The high standards concerning the function and performance of crates cannot be compromised. To meet these standards, conservators and art packers depend on cushioning potential calculations that determine the vibration related to each crate component. Based on these calculations, cultural heritage professionals have identified standard packing materials, such as sheet foams, that offer consistent shock absorption with established performance ratings.3 

Within these performance requirements, crates are designed and built for single use, round trip use, or increasingly long term reuse. Crate materials and their use patterns negatively impact the environment, but limited documented research exists connecting reuse with meaningful environmental benefits.4 In this LCA case study, four types of crates and three major material categories (exterior, interior, and wrapping) were analyzed, giving each configuration an environmental profile. The study compares crate options over their life cycles, including environmental impacts resulting from material production, crate assembly, transportation, and eventual disposal. These comparative results provide information on environmental impact to support decision making around crate design and use that complement the current trove of information on cost and performance of crate components.  

1  Canadian Conservation Institute. 2020. “The CCI Chanel Crate: Making a Lightweight, Reusable Crating System – Canadian Conservation Institute (CCI) Notes 20/1.” https://www.canada.ca/en/conservation-institute/services/conservation-preservation-publications/canadian-conservation-institute-notes/lightweight-reusable-crate.html

2 Canadian Conservation Institute. 2021. “Five Steps to Safe Shipment – Canadian Conservation Institute (CCI) Notes 20/3.” https://www.canada.ca/en/conservation-institute/services/conservation-preservation-publications/canadian-conservation-institute-notes/five-steps-safe-shipment.html.

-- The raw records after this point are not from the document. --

PR #1268, opened 2024-02-28
feat: zk init rework

benceharomi:


infrastructure/zk/src/config.ts
```diff
@@ -151,7 +151,7 @@ export function pushConfig(environment?: string, diff?: string) {
         false
     );
 
-    env.modify('DATABASE_URL', `postgres://postgres@localhost/${environment}`, l2InitFile, false);
+    env.modify('DATABASE_URL', `postgres://postgres:notsecurepassword@localhost/${environment}`, l2InitFile, false);
```
ly0va, line 154: We should probably add the same `env.modify` for `DATABASE_PROVER_URL` and `TEST_DATABASE_PROVER_URL`

ly0va (commented):
Why did most normal functions were rewritten as arrow functions?

infrastructure/zk/src/config.ts
benceharomi: Good idea. Added!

3 Barber, Chris. 2015. “Dynamic Cushion Curve Prediction – An Improved Formula for Practical Use in Preventative Conservation.” Preparation, Art Handling, Collections Care Information Network (PACCIN). https://www.paccin.org/content.php?293-Dynamic-Cushion-Curve-Prediction

4 Clarke, Roddy. 2019. “UK Startup Launches New Art Packaging Solution Set To Revolutionize The Industry.” Forbes, September 28, 2019. https://www.forbes.com/sites/roddyclarke/2019/09/28/uk-start-up-launches-new-art-packaging-solution-set-to-revolutionise-the-industry/?sh=10e4e5ae6283.


LCA Modeling

Life cycle assessment (LCA) is an internationally standardized (ISO 14040) modeling tool used to quantify environmental and health impacts of a product or process.5 LCA takes a holistic, systems approach by considering sustainability over the entire product life cycle, including raw materials extraction, manufacturing, transport, and end-of-life.6,7,8 LCA has been implemented across all types of sectors to inform procurement decisions, and provides the scientific basis for all carbon, water, and environmental footprinting. For example, popular online calculators use LCA to compare different grades of paper and packaging materials.9,10

This case study covers a ‘cradle-to-grave’ scope, examining all stages of the product life cycle (Figure 1). LCA compares options based on the function that they provide, called a “functional unit,” allowing for fair comparisons. This case study considers two different functional units, corresponding to two types of objects (Illustrations 1 and 2).  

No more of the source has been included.